THE PROBLEM - Set down all of the entries precisely as they were written.

(Excerpts from a dataset)
- - -
PR #9, opened 2019-09-11
[README] worker:prod rebuild is not triggered automatically on packit:prod rebuild

jpopelka:
:-(

### DIFF
--- a/README.md
+++ b/README.md
@@ -67,10 +67,11 @@ There are separate images for the [service / web server](https://hub.docker.com/
 There are separate images for staging and production deployment.
 Staging images are `:stg` tagged and built from `master` of `packit` and `packit-service`.
 Production images are `:prod` tagged and built from `stable` branch of `packit` and `packit-service`.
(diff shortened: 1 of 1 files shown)


TomasTomecek:
I thought that you can set this in docker hub - rebuild if base changes

jpopelka:
Yes, that's what I had set, but yesterday I was investigating why there are no new `packit-service-worker:prod` builds even when we moved `packit`'s `stable` branch and realized that the info next to "Enable for Base Image" [here](https://cloud.docker.com/u/usercont/repository/docker/usercont/packit-service-worker/builds/edit) says:
"Base images are specified in the `FROM:` directive in the Dockerfile of the source directory."

I'm not sure how to interpret that.
We have [Dockerfile](https://github.com/packit-service/packit-service/blob/master/Dockerfile), [Dockerfile.worker](https://github.com/packit-service/packit-service/blob/master/Dockerfile.worker) and [Dockerfile.worker.prod](https://github.com/packit-service/packit-service/blob/master/Dockerfile.worker.prod) and if the help says that only the first one is taken into account, then it means that auto-rebuild-when-base-changes does not work for worker:[prod|stg] :-(

PR #10, opened 2019-09-12
current prod configuration

TomasTomecek:
* increase memory for redis
* hello PR: add user.login
* we don't have quota for 3 replicas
- - -
FINAL ANSWER -
PR #9, opened 2019-09-11
[README] worker:prod rebuild is not triggered automatically on packit:prod rebuild

jpopelka:
:-(

### DIFF
--- a/README.md
+++ b/README.md
@@ -67,10 +67,11 @@ There are separate images for the [service / web server](https://hub.docker.com/
 There are separate images for staging and production deployment.
 Staging images are `:stg` tagged and built from `master` of `packit` and `packit-service`.
 Production images are `:prod` tagged and built from `stable` branch of `packit` and `packit-service`.
(diff shortened: 1 of 1 files shown)


TomasTomecek:
I thought that you can set this in docker hub - rebuild if base changes

jpopelka:
Yes, that's what I had set, but yesterday I was investigating why there are no new `packit-service-worker:prod` builds even when we moved `packit`'s `stable` branch and realized that the info next to "Enable for Base Image" [here](https://cloud.docker.com/u/usercont/repository/docker/usercont/packit-service-worker/builds/edit) says:
"Base images are specified in the `FROM:` directive in the Dockerfile of the source directory."

I'm not sure how to interpret that.
We have [Dockerfile](https://github.com/packit-service/packit-service/blob/master/Dockerfile), [Dockerfile.worker](https://github.com/packit-service/packit-service/blob/master/Dockerfile.worker) and [Dockerfile.worker.prod](https://github.com/packit-service/packit-service/blob/master/Dockerfile.worker.prod) and if the help says that only the first one is taken into account, then it means that auto-rebuild-when-base-changes does not work for worker:[prod|stg] :-(

PR #10, opened 2019-09-12
current prod configuration

TomasTomecek:
* increase memory for redis
* hello PR: add user.login
* we don't have quota for 3 replicas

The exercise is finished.